- Occupation: Actor
- Years active: 1975–present
- Children: 3

= James Smith (actor) =

English actor

James Smith is an English actor best known for his part as senior special adviser Glenn Cullen in the BBC political satirical comedy series The Thick of It.

==Career==
Smith played senior special adviser Glenn Cullen all four series of the BBC's The Thick of It, from 2005 to 2012. He also featured as Michael Rodgers, Director of Diplomacy at the Foreign Office, in the film spin-off In the Loop.

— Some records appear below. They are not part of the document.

PR #226, opened 2023-10-25
Add a new codelists check-upstream command

### LINKED ISSUE #225: Add a command to check codelists are up to date with OpenCodelists
Part of the plan to [address acute codelist rot in ehrQL](https://github.com/opensafely-core/ehrql/issues/1581).

Add a command to check codelists are up to date with OpenCodelists.  dm+d codelists are now downloaded with any mapped VMPs included in the CSV download.  This means that dm+d codelists can become out of date after they've been downloaded into the study, even though there's no new codelist version.

Depends on https://github.com/opensafely-core/opencodelists/issues/1702

rebkwok:
Fixes #225 
Part of the [plan for dealing with acute codelist rot](https://github.com/orgs/opensafely-core/projects/13/views/1?pane=issue&itemId=42536167)

OpenCodelists now has an endpoint that takes the content of a study repo's codelists.txt and codelists.json, and checks that the data that would be downloaded for the specified codelists is the same as the sha in the codelists.json file.  This is specifically intended to deal with changing VMPs in dm+d codelists, in case new mappings have been introduced since the codelist was downloaded into the study repo.

The new subcommand `check-upstream` just calls the opencodelists endpoint, and can be run on its own.  The existing `opensafely codelists check` command now also runs `check-upstream`, so `check` is a comprehensive check of both local changes that may have occurred, and upstream changes.

If any connection error is encountered during the upstream check, we report it in the output message, but don't fail the check.

### DIFF
--- a/tests/test_codelists.py
+++ b/tests/test_codelists.py
@@ -69,7 +69,7 @@ def codelists_path(tmp_path):
 def test_codelists_check(mock_check, codelists_path):
     mock_check(response={"status": "ok"})
     os.chdir(codelists_path)
-    codelists.check()
+    assert codelists.check()
 
 
 def test_codelists_check_passes_if_opencodelists_is_down(requests_mock, codelists_path):
@@ -78,7 +78,7 @@ def test_codelists_check_passes_if_opencodelists_is_down(requests_mock, codelist
         exc=requests.exceptions.ConnectionError,
     )
     os.chdir(codelists_path)
-    codelists.check()
+    assert codelists.check()
 
 
 def test_codelists_check_fail_if_list_updated(codelists_path):
@@ -191,7 +191,7 @@ def test_codelists_check_upstream_fails_if_no_manifest_file(tmp_path, mock_check
 def test_codelists_check_upstream(codelists_path, mock_check):
     mocked = mock_check(response={"status": "ok"})
     os.chdir(codelists_path)
-    codelists.check_upstream()
+    assert codelists.check_upstream()
 
     # assert content sent to opencodelists
     assert mocked.called_once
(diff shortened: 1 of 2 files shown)


tests/test_codelists.py
```diff
@@ -53,7 +66,17 @@ def codelists_path(tmp_path):
     yield tmp_path
 
 
-def test_codelists_check(codelists_path):
+def test_codelists_check(mock_check, codelists_path):
+    mock_check(response={"status": "ok"})
+    os.chdir(codelists_path)
+    codelists.check()
```
iaindillingham, line 72: Why isn't there an `assert` here?

tests/test_codelists.py
```diff
@@ -53,7 +66,17 @@ def codelists_path(tmp_path):
...
+
+
+def test_codelists_check_passes_if_opencodelists_is_down(requests_mock, codelists_path):
+    requests_mock.post(
+        "https://www.opencodelists.org/api/v1/check/",
+        exc=requests.exceptions.ConnectionError,
+    )
     os.chdir(codelists_path)
     codelists.check()
```
iaindillingham, line 81: I appreciate that this isn't touched by your PR, but I think there should be an `assert` here, too.

iaindillingham (approved):
Couple of questions about `assert`s, but that's all.

tests/test_codelists.py
rebkwok: Because I copied it from another test that didn't assert?  If there's a problem, `codelists.check()` will raise an error, so it doesn't need an _assert_ in order to fail the test. I  guess it could have one, just to be more explicit about it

In 2010 Smith played Clive in all 12 episodes of the BBC comedy Grandma's House, alongside his The Thick of It co-star Rebecca Front. Smith further collaborated with Simon Amstell when he played Graham Watkins in the 2017 mockumentary, Carnage.

He played a supporting role as Lord Carrington in the 2011 biopic about former Prime Minister Margaret Thatcher, The Iron Lady.

From 2014 to 2016 he appeared in all 13 episodes of Boomers as Trevor.

In 2018, he played the principal role of Sidney Godolphin, 1st Earl of Godolphin in Yorgos Lanthimos's film The Favourite.

In 2025, Smith has the role of Lewis in the 2025 LGBT drama film directed by Joseph A. Adesunloye, Vanilla.

==Politics and personal life==
In October 2012, Smith compered a rally organised by the Trades Union Congress against government cuts.

Smith has three children and nine grandchildren. He was in a relationship with a woman for 30 years until she died in 1998, and later began a new relationship in the early 2010s. Smith is an amateur bridge player and drummer.